Kışa döndü denilen Türkiye ile AB arasında iklim yeniden Akdeniz oldu.
Ne yazık ki Külliye'deki bu parlak zirve, günlerdir protokol kriziyle konuşuluyor. Zira Avrupa Konseyi Başkanı Charles Michel'in Erdoğan'ın yanındaki koltuğa oturmasıyla, Avrupa Komisyonu Başkanı Ursula von der Leyen nereye oturacağını şaşırmıştı.
Mevzu öyle büyütüldü ki, İtalya Başbakanı Mario Draghi, Erdoğan'a "diktatör" bile dedi.Elbette az oy aldığı için hükümetini henüz kurabilen Draghi seviyesindeki bir siyasinin, Erdoğan gibi 19 yılda girdiği her seçimden net zaferlerle çıkan bir lidere salvolarının önemi yok...

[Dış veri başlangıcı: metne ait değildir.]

PR #9042, opened 2023-10-27
JH hash compiler workarounds

### LINKED ISSUE #9041: bug in cn_slow_hash function, jh_hash cause the bug
I find that there is a bug in cn_slow_hash. When I compiled code use gcc 11.4 on ubuntu22. The compiler flag O2 and O3 get different results. The reason is caused by jh_hash. This is the code in [main.c](https://github.com/nkysg/jh-function-issue/blob/monero/src/main.c)
```c
#include <stdio.h>
#include "jh.h"
int main() {
        unsigned char input[] = "\xd6\xa1\x1a\x43\x1f\xd5\x6d\xc2\x9c\x59\x27\x32\x8e\x83\xee\xf1\x15\x90\x36\x2b"
                       "\x70\xae\xf4\x92\xf1\x2c\x44\x9b\xde\x65\x7b\x4e\x3a\xc4\xe1\x58\x16\x31\x46\x13"
                       "\xca\x73\x39\xd1\x52\x29\x4b\x18\x5e\xd8\x67\x09\xac\xc1\x26\x62\x59\x58\x0d\x4a"
                       "\xba\x72\x9d\x37\xc7\x33\xa8\x9e\xb1\x5e\xa9\x1b\x28\xbb\xe4\x9b\xd1\x51\xcb\x1b"
                       "\x94\x7b\xb2\x39\xc4\xff\x10\xcf\xe2\x4a\xa0\x5f\x31\xa8\xcd\xb8\xe7\x13\x45\xea"
                       "\x45\xcf\xfe\xff\x6b\xbf\x9d\x2c\x7f\xe5\x8f\x13\xf1\x90\xb2\x92\x1a\x53\x1f\xb6"
                       "\x58\x41\x22\x1d\x3e\x3e\x84\x83\x83\x0a\x9b\x4a\x9c\x2e\x28\x43\xe7\x4d\xb1\x79"
                       "\x2c\x73\x9d\x3e\xe2\x7a\x97\x3b\x61\xc8\x38\xf3\x00\xa5\x49\x51\xcf\x8a\xc5\xfe"
                       "\x99\xc2\xce\xd0\x5d\x8b\x4c\xff\xa2\x0a\x24\xf8\x4d\xba\x4a\x45\x28\xb2\xb2\xcf"
                       "\x03\x5a\xe5\xb0\x6b\x49\xf1\x23\x64\xfc\xb5\x77\x6d\xb3\x69\x2b\xfb\x6f\x02\x9d";

        unsigned char output[32] = {'\0'};
        jh_hash(32 * 8, input, sizeof(input) * 8, output);

	//output should be 0xea252e4fe0d223d17925f61058e2809da4896f12db26fce35faa5534575b8ce0
        printf("0x");
        for (int i = 0; i < 32; i++) {
                printf("%02x",output[i]);
        }
        printf("\n");
        return 0;
}
```
the Makefile is this https://github.com/nkysg/jh-function-issue/blob/monero/src/Makefile
```
main2:
	gcc -O2 -c jh.c -o jh2.o
	gcc -O2 -c main.c -o main2.o
	gcc main2.o jh2.o -o main2
main3:
	gcc -O3 -c jh.c -o jh3.o
	gcc -O3 -c main.c -o main3.o
	gcc main3.o jh3.o -o main3
clean:
	rm -f main2 main3  *.o
```
run ./main2 it print 0xea252e4fe0d223d17925f61058e2809da4896f12db26fce35faa5534575b8ce0
run ./main3 it print 0x48e84a3a785b8d5038d46c46ad4a09e2b8e019a6a8450acec7f36851c8dab0a7

the fact is that monero jh.c is same code as https://www3.ntu.edu.sg/home/wuhj/research/jh/jh_ansi_opt64.h. I have tested the https://www3.ntu.edu.sg/home/wuhj/research/jh/jh_sse2_opt64.h compile use O2 and O3 the result is same. 
If anyone has a plan to fix this bug. Thanks

SChernykh:
- Fixed uninitialized `state->x` warning
- Fixed broken code with `-O3` or `-Ofast`

The old code is known to break GCC 10.1 and GCC 11.4

Closes #9041

### DIFF
--- a/src/crypto/jh.c
+++ b/src/crypto/jh.c
@@ -34,7 +34,7 @@ typedef struct {
 	unsigned long long databitlen;    /*the message size in bits*/
 	unsigned long long datasize_in_buffer;      /*the size of the message remained in buffer; assumed to be multiple of 8bits except for the last partial block at the end of the message*/
 	DATA_ALIGN16(uint64 x[8][2]);     /*the 1024-bit state, ( x[i][0] || x[i][1] ) is the ith row of the state in the pseudocode*/
-	unsigned char buffer[64];         /*the 512-bit message block to be hashed;*/
+	DATA_ALIGN16(unsigned char buffer[64]);         /*the 512-bit message block to be hashed;*/
 } hashState;
 
 
@@ -213,16 +213,24 @@ static void E8(hashState *state)
 /*The compression function F8 */
 static void F8(hashState *state)
 {
-      uint64  i;
+      uint64_t* x = (uint64_t*)state->x;
 
       /*xor the 512-bit message with the fist half of the 1024-bit hash state*/
-      for (i = 0; i < 8; i++)  state->x[i >> 1][i & 1] ^= ((uint64*)state->buffer)[i];
+      for (int i = 0; i < 8; ++i) {
+            uint64 b;
+            memcpy(&b, &state->buffer[i << 3], sizeof(b));
+            x[i] ^= b;
+      }
 
       /*the bijective function E8 */
       E8(state);
 
       /*xor the 512-bit message with the second half of the 1024-bit hash state*/
-      for (i = 0; i < 8; i++)  state->x[(8+i) >> 1][(8+i) & 1] ^= ((uint64*)state->buffer)[i];
+      for (int i = 0; i < 8; ++i) {
+            uint64 b;
+            memcpy(&b, &state->buffer[i << 3], sizeof(b));
+            x[i + 8] ^= b;
+      }
 }
 
 /*before hashing a message, initialize the hash state as H0 */
@@ -240,6 +248,7 @@ static HashReturn Init(hashState *state, int hashbitlen)
             case 224: memcpy(state->x,JH224_H0,128); break;
             case 256: memcpy(state->x,JH256_H0,128); break;
             case 384: memcpy(state->x,JH384_H0,128); break;
+            default:
             case 512: memcpy(state->x,JH512_H0,128); break;
       }
 


src/crypto/jh.c
```diff
@@ -213,16 +213,17 @@ static void E8(hashState *state)
 /*The compression function F8 */
 static void F8(hashState *state)
 {
-      uint64  i;
+      uint64_t* x = (uint64_t*)state->x;
+      const uint64_t* buf = (uint64*)state->buffer;
```
jeffro256, line 217: This is technically undefined behavior according to the strict aliasing rule.

SChernykh: Casting `uint8_t` buffer to `uint64_t` is technically UB, yes. But since we only XOR bytes here, it will not be affected by endianness. Compiling with `-fsanitize=undefined` doesn't find anything in this code. I will also add a proper data alignment for `buffer` to be sure we can access it as `uint64_t` without doing unaligned accesses.

SChernykh: Also, even the old code did the same thing:
```
state->x[(8+i) >> 1][(8+i) & 1] ^= ((uint64*)state->buffer)[i];
```

jeffro256: Even if it is correctly aligned, there is no guarantee by the language that cached, deferenced bytes will actually reflect the contents of `state->buffer` since the aliases are of non-compatible types. If we insert a `memcpy`, we can guarantee portability, and most compilers will optimize the superfluous instruction out anyways. I haven't looked into it, but the line `state->x[(8+i) >> 1][(8+i) & 1] ^= ((uint64*)state->buffer)[i];` could very well be one of the reasons that the old code broke on different optimization levels.

So instead of:
```
uint64_t* x = (uint64_t*)state->x;
const uint64_t* buf = (uint64*)state->buffer;

for (int i = 0; i < 8; ++i) x[i] ^= buf[i];

E8(state);

for (int i = 0; i < 8; ++i) x[i + 8] ^= buf[i];
```

I say we do:
```
uint64* x = state->x;

for (i = 0; i < 8; i++) 
{
    uint64 b;
    memcpy(&b, &state->buffer[i << 3], sizeof(b));
    x[i] ^= b;
}

E8(state);

for (i = 0; i < 8; i++) 
{
    uint64 b;
    memcpy(&b, &state->buffer[i << 3], sizeof(b));
    x[i + 8] ^= b;
}
```

It's a lot wordier, but it complies with the C++ standard.

jeffro256 (approved):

Toplantıda yer alan AB liderleri bile "Türkiye bizim verdiğimiz protokolü uyguladı" derken, verilen bu aşırı tepkilerin bağcıyı dövmeyi hedeflediği de açık.
Kaldı ki Erdoğan'ın yanındaki koltuğu Leyen'e teklif etmeyen Michel'e niçin kimse bir şey demiyor, anlayabilmiş değilim.
Keşke görüşmede AB'nin değil Erdoğan'ın protokolleri uygulansaydı...
Zira Cumhurbaşkanı'nın resmi gezilerdeki toplu röportajlarında erkek gazetecileri, kadınlara yer vermeleri konusunda tatlı sert uyardığına içimin yağları eriyerek defalarca şahit oldum. Bu konuda çok hassas olduğunu biliyorum.
Eminim AB protokolü olmasa Erdoğan o koltuğa Bay Michel'i değil Ursula Hanım'ı oturturdu.